Maybe insert "While WindowEvent():Wend" to make sure all events are processed.
Code: Select all
Procedure.s GetHtmlCode(URL.s)
GhostWin=OpenWindow(#PB_Any,0,0,600,300,"",#PB_Window_Invisible)
WebGad=WebGadget(#PB_Any,10,10,580,280,URL.s,#PB_Web_Mozilla)
While WindowEvent():Wend
While GetGadgetAttribute(WebGad,#PB_Web_Busy)<>0
While WindowEvent():Wend
Wend
While WindowEvent():Wend
WebPage.s=GetGadgetItemText(WebGad,#PB_Web_HtmlCode)
CloseWindow(GhostWin)
ProcedureReturn WebPage.s
EndProcedure
C$=GetHtmlCode("http://ip.xxoo.net")
If OpenConsole()
PrintN(C$)
PrintN(Str(Len(C$)))
Input()
EndIf
Re: Read the contents of a Web Page
Posted: Sun Apr 15, 2012 1:33 pm
by Nubcake
I've noticed GetGadgetItemText(#PB_Web_HtmlCode) doesn't return everything in the webgadget. Anyone care to explain why ?
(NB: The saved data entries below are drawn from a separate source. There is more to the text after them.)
PR #564, opened 2018-11-08
Use deep-diff for diffing expected vs actual in test failures

omartell:
This changes the existing diff library used by the test middleware `clojure.data/diff` for [lambdaisland.deep-diff](https://github.com/lambdaisland/deep-diff) with the purpose of getting nicer diffs to make it easier to spot the differences of expected vs actual in tests. The advantages of deep-diff is that it recursively compares data structures and produces colorised output. 

This is the current output by `clojure.data/diff`:
screenshot 2018-11-08 23 47 22
screenshot 2018-11-08 23 46 42
screenshot 2018-11-08 23 47 45

This is the kind of output that you get with `deep-diff`:
screenshot 2018-11-07 23 34 01
screenshot 2018-11-08 23 10 57
screenshot 2018-11-08 23 28

I am also raising another PR to make `cider` understand this new format, just want to get your thoughts on this first. On the cider side, I understand there's also `cider-test-ediff`, which might not make sense anymore as the diff Is more explicit about the actual differences.

Let me know what you think.

### DIFF
--- a/src/cider/nrepl/middleware/test.clj
+++ b/src/cider/nrepl/middleware/test.clj
@@ -355,11 +355,6 @@
         (t/send transport (response-for msg :status :no-error)))
       (t/send transport (response-for msg :status :done)))))
 
-(defn handle-diff-backend [handler {:keys [diff-backend]
-                                    :or   {diff-backend :deep-diff}
-                                    :as   msg}]
-  (handler (assoc msg :diff-backend diff-backend)))
-
 ;; Before tools.nrepl-0.2.10, `default-executor` was private and
 ;; before 0.2.9 it didn't even exist.
 (def default-executor (delay (if-let [def (resolve 'ie/default-executor)]
--- a/src/cider/nrepl/middleware/test.clj
+++ b/src/cider/nrepl/middleware/test.clj
@@ -4,12 +4,12 @@
   (:require
    [cider.nrepl.middleware.test.extensions :as extensions]
    [cider.nrepl.middleware.util.coerce :as util.coerce]
+   [cider.nrepl.middleware.test.diff :as diff]
    [clojure.pprint :as pp]
    [clojure.test :as test]
    [clojure.walk :as walk]
    [orchard.misc :as u]
    [orchard.query :as query]
-   [lambdaisland.deep-diff :as dd]
    [cider.nrepl.middleware.stacktrace :as st]))
 
 (if (find-ns 'clojure.tools.nrepl)
@@ -79,19 +79,17 @@
          t :type} m
         c (when (seq test/*testing-contexts*) (test/testing-contexts-str))
         i (count (get-in (@current-report :results) [ns (:name (meta v))]))
-        gen-input (:gen-input @current-report)
-        dd-pprint-str  #(with-out-str (dd/pretty-print %))
-        pprint-str #(with-out-str (pp/pprint %))]
+        gen-input (:gen-input @current-report)]
     ;; Errors outside assertions (faults) do not return an :expected value.
     ;; Type :fail returns :actual value. Type :error returns :error and :line.
     (merge (dissoc m :expected :actual)
            {:ns ns, :var (:name (meta v)), :index i, :context c}
            (when (and (#{:fail :error} t) (not fault))
-             {:expected (dd-pprint-str expected)})
+             {:expected (diff/pprint ie/*msg* expected)})
            (when (and (#{:fail} t) gen-input)
-             {:gen-input (dd-pprint-str gen-input)})
+             {:gen-input (diff/pprint ie/*msg* gen-input)})
            (when (#{:fail} t)
-             {:actual (dd-pprint-str actual)})
+             {:actual (diff/pprint ie/*msg* actual)})
            (when diffs
              {:diffs (extensions/diffs-result diffs)})
            (when (#{:error} t)
--- a/src/cider/nrepl/middleware/test.clj
+++ b/src/cider/nrepl/middleware/test.clj
@@ -9,6 +9,7 @@
    [clojure.walk :as walk]
    [orchard.misc :as u]
    [orchard.query :as query]
+   [lambdaisland.deep-diff :as dd]
    [cider.nrepl.middleware.stacktrace :as st]))
 
 (if (find-ns 'clojure.tools.nrepl)
@@ -79,17 +80,18 @@
         c (when (seq test/*testing-contexts*) (test/testing-contexts-str))
         i (count (get-in (@current-report :results) [ns (:name (meta v))]))
         gen-input (:gen-input @current-report)
+        dd-pprint-str  #(with-out-str (dd/pretty-print %))
         pprint-str #(with-out-str (pp/pprint %))]
     ;; Errors outside assertions (faults) do not return an :expected value.
     ;; Type :fail returns :actual value. Type :error returns :error and :line.
     (merge (dissoc m :expected :actual)
            {:ns ns, :var (:name (meta v)), :index i, :context c}
            (when (and (#{:fail :error} t) (not fault))
-             {:expected (pprint-str expected)})
+             {:expected (dd-pprint-str expected)})
            (when (and (#{:fail} t) gen-input)
-             {:gen-input (pprint-str gen-input)})
+             {:gen-input (dd-pprint-str gen-input)})
            (when (#{:fail} t)
-             {:actual (pprint-str actual)})
+             {:actual (dd-pprint-str actual)})
            (when diffs
              {:diffs (extensions/diffs-result diffs)})
            (when (#{:error} t)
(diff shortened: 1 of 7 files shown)


Malabarba:
Code looks good to me.

If I may add. One thing that bothers me about the current test reports is that it will always try to render the entire object being compared. When the object is reasonably large (such as a list with hundreds of entries) the report buffer can take many seconds to render, even though test itself runs very quickly. 

Because of the fact we use special diffing algorithms, the user doesn't have a lot of control over this. (The usual solution of defining a print-method for the large object has no effect here).

Is that something deep-diff might help with? Are there options to limit the print size?

omartell:
Thanks for the comments @Malabarba. Deep diff relies on [fipp](https://github.com/brandonbloom/fipp), which looks at [\*print-length\*](
https://clojuredocs.org/clojure.core/*print-length*), so we can configure that variable to customize how many elements of a collection are printed in the repl. And setting the value of \*print-length\* can be done trough a [cider variable](
https://github.com/clojure-emacs/cider/blob/master/cider-repl.e) or on demand through a dynamic binding in the code. Does that help?

SevereOverfl0w:
> I am also raising another PR to make cider understand this new format

Can you describe the new format? In the tests, you're looking for tagged data structures, but those won't work with bencode.

The current format is just text which is very easy to render in editors like vim. I don't think colour is easily available in the buffer-type that I use.

omartell:
By format I meant that the diff output will now be a collection of two elements instead of three, as you can see [here](
https://github.com/clojure-emacs/cider-nrepl/pull/564/files#diff-b25efee26665f10240ac5d99c8a5e007R46). The diff transport format is still just text but now with escaped ansi color codes as produced by `deep-diff/pretty-print`. 

On the cider side, the only change is [this](
https://github.com/clojure-emacs/cider/blob/0fce64ab246bdd79fb473ecd03736ed3efbe50f6/cider-test.el#L427-L435) for the following:
```elisp
(cl-destructuring-bind (actual diff) d
                       (insert-label "actual")
                       (insert-rect actual)
                       (insert "\n")
                       (insert-label "diff")
                       (insert-rect (ansi-color-apply diff))
                       (insert "\n"))
``` 

Does that help?

SevereOverfl0w:
The ANSI is a problem for me here. I would have to write something to strip it.

Is there an option in deep-diff to not have ANSI? Does that render it too difficult to read?

omartell:
@SevereOverfl0w  In emacs if I do `(insert-rect diff)` instead of  `(insert-rect (ansi-color-apply diff))` I get no colours. And it's only when I do a regular `(insert diff)` that it prints out the escape codes. I am guessing there's must be something similar in VIM?

There's also a way to customise `deep-diff`'s pretty printer and tell it to not output colours, see [link](https://github.com/lambdaisland/deep-diff/blob/master/src/lambdaisland/deep_diff/printer.clj#L96). You should get pretty much the same output you see in the previous screenshots, just without colours.

SevereOverfl0w:
I'm not sure how emacs is behaving here exactly. But if it's automatically hiding ansi codes, then vim has nothing like that.

Having a flag to remove the ANSI color would make this suitable for my use. I don't think it's too vim-specific a requirement, so makes sense to be added.

If you don't have the time to add this, I can look into it at a later date when I have the energy/time.

bbatsov:
On a more general note - ideally the font-locking should be left to the editors IMO. The ansi colors are great for console apps, but they are a bit limiting when you're consuming the library programatically. 

Perhaps we can just use the library for the diffing and apply regular pprint and assume font-locking on the editor side? @plexus I'd also love to hear your thoughts on this, as I'm not sure you've originally intended for the lib to used in this manner.

plexus:
> I'm not sure you've originally intended for the lib to used in this manner.

The library works in two stages, it first performs the diff, which yields a data structure that's similar in shape to the input, but contains `Deletion`, `Insertion`, and `Mismatch` objects to mark the differences. These are `defrecord`s.

The second phase is pretty printing, where it hooks into FIPP to render these tagged objects with a `-` or `+` in front, and with the red/green color applied. Note that for map entries it's the key that gets wrapped, meaning you need to also do custom rendering of maps to make this work.

So you can use the diffing "backend" and hook up your own pretty printing, but pretty printing and coloring should really be done at the same time. Without color the output is ambiguous. Don't try to take the output, strip the ansi color codes, then font-lock it in Emacs. You will not get satisfactory results.

The actual printing is done with Puget, which can output either ANSI colors or HTML, maybe it's possible to hook up another backend there to get the text+colors as some kind of data structure that you can render in Emacs.

SevereOverfl0w:
Data structure would be something I could work with in vim. I might even be able to highlight them. Maybe.

omartell:
If some clients prefer a non-colored diff output, then another option is to support both diff libraries and allow the user to specify which one they’d like to use. So, making the diff backend pluggable in cider itself.

SevereOverfl0w:
Ultimately I think this format is superior. I'd much prefer to have access to it. But I accept that this is probably a lower barrier than configuring the printer.

bbatsov:
> If some clients prefer a non-colored diff output, then another option is to support both diff libraries and allow the user to specify which one they’d like to use. So, making the diff backend pluggable in cider itself.

I guess this would be the best approach for the time being. Let's work in this direction. I'd be fine with CIDER using the new deep diff by default.

bbatsov:
@omartell I plan to cut the new release around Christmas/NY, so if you want to this landing in the next release we'll have to act relatively quickly.

SevereOverfl0w:
I'm going to take a look now into using a custom printer to disable ansi.

SevereOverfl0w:
I have working local changes. However, the way it looks in vim makes me question the usefulness without the color:

maim-2018-12-23-23 29 32

Once the map is large enough for line-breaks though, it is more valuable. I may look into doing basic highlighting based on a simple regex, or in the future perhaps extending this to return a data-fied form of pretty print rather than ANSI.

omartell:
I've added a middleware that allows you to switch the diff backend between `clojure.data/diff` and `lambdaisland.deep-diff/diff`, see the new [commit](https://github.com/clojure-emacs/cider-nrepl/pull/564/commits/bf23ab933c84ec8f0d6c9fb5e6bcf2108a248c72). It defaults to using deep-diff. The middleware accepts `:deep-diff` and `:data-diff` as valid options. Let me know if this is what you had in mind.

bbatsov:
I agree - we can't change the default in `cider-nrepl`. We can make the new diffing default in CIDER, though.

src/cider/nrepl/middleware/test.clj
```diff
@@ -353,6 +355,11 @@
         (t/send transport (response-for msg :status :no-error)))
       (t/send transport (response-for msg :status :done)))))
 
+(defn handle-diff-backend [handler {:keys [diff-backend]
```
bbatsov: I don't think that this is needed. Probably we can just have clients send via the test requests what diff backend to to use or something like this. A separate middleware just to add some key to a message seems a bit excessive to me.

omartell:
Yes, backwards compatibility is a good point. I've removed the middleware as you suggested and changed the default to `:data-diff` in the multimethod definition.

src/cider/nrepl/middleware/test.clj
```diff
@@ -79,17 +80,18 @@
...
         gen-input (:gen-input @current-report)
+        dd-pprint-str  #(with-out-str (dd/pretty-print %))
         pprint-str #(with-out-str (pp/pprint %))]
     ;; Errors outside assertions (faults) do not return an :expected value.
     ;; Type :fail returns :actual value. Type :error returns :error and :line.
     (merge (dissoc m :expected :actual)
            {:ns ns, :var (:name (meta v)), :index i, :context c}
            (when (and (#{:fail :error} t) (not fault))
-             {:expected (pprint-str expected)})
+             {:expected (dd-pprint-str expected)})
```
bbatsov: Why is this changed unconditionally? Shouldn't you be using the methods from the new namespace here?

omartell: Yes, you're right. Updated the PR.

bbatsov:
@omartell Sorry for dropping the ball on this. Can you please rebase this on top of `master` and document the new functionality somewhere. 

Seems to me that the PR is more or less in a mergeable state. //cc @SevereOverfl0w @Malabarba

SevereOverfl0w:
I think the PR is in a satisfactory condition, based on my previous look. I can't see me extending replant to use this because the formatting is too difficult.

Malabarba:
LGTM

vemv:
This would have been an interesting change. Anyway I'd have looked into the following nuances:

* fipp has https://github.com/brandonbloom/fipp/issues/72 atm
* not every failure report can be meaningfully diffed: from exceptions, to `is false`, to `(is (= 1 2))` where the diff will feel redundant.
  * i.e. there should be some kind of heuristic for determining if something is diffable?
* maybe an easy toggle should be provided for turning the feature off in case a bug arises from it
  * system properties are interesting here because they can be toggled from the repl (aside from Lein profiles etc)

Re: Read the contents of a Web Page
Posted: Sun Apr 15, 2012 5:36 pm
by charvista
@MachineCode
Yes, that is what is supposed to obtain.
@Danilo
I tried with your modified code. Still no luck, see picture.
@Nubcake
Correct, the contents of the page that MachineCode pasted is not complete. But if it was copied from the Debug window, then it is normal, because the debug window cuts the very long lines.
The problem lies in PureBasic, because a function from another language which does exact the same, is working well...

Re: Read the contents of a Web Page
Posted: Sun Apr 15, 2012 7:31 pm
by Nubcake
@Nubcake
The problem lies in PureBasic, because a function from another language which does exact the same, is working well...

Will anyone see to this issue if it is one ? Anyway I was searching and I found a very useful thread which returns the exact HTML code of the WebGadget instead of having things changed with GetGadgetItemText()
http://www.purebasic.fr/english/viewtop ... +html+code
Re: Read the contents of a Web Page
Posted: Sun Apr 15, 2012 11:07 pm
by MachineCode
charvista wrote:The problem lies in PureBasic
What problem? It works fine for two of us.
Re: Read the contents of a Web Page
Posted: Sun Apr 15, 2012 11:20 pm
by Foz
What is wrong with using ReceiveHTTPFile(url, filename)?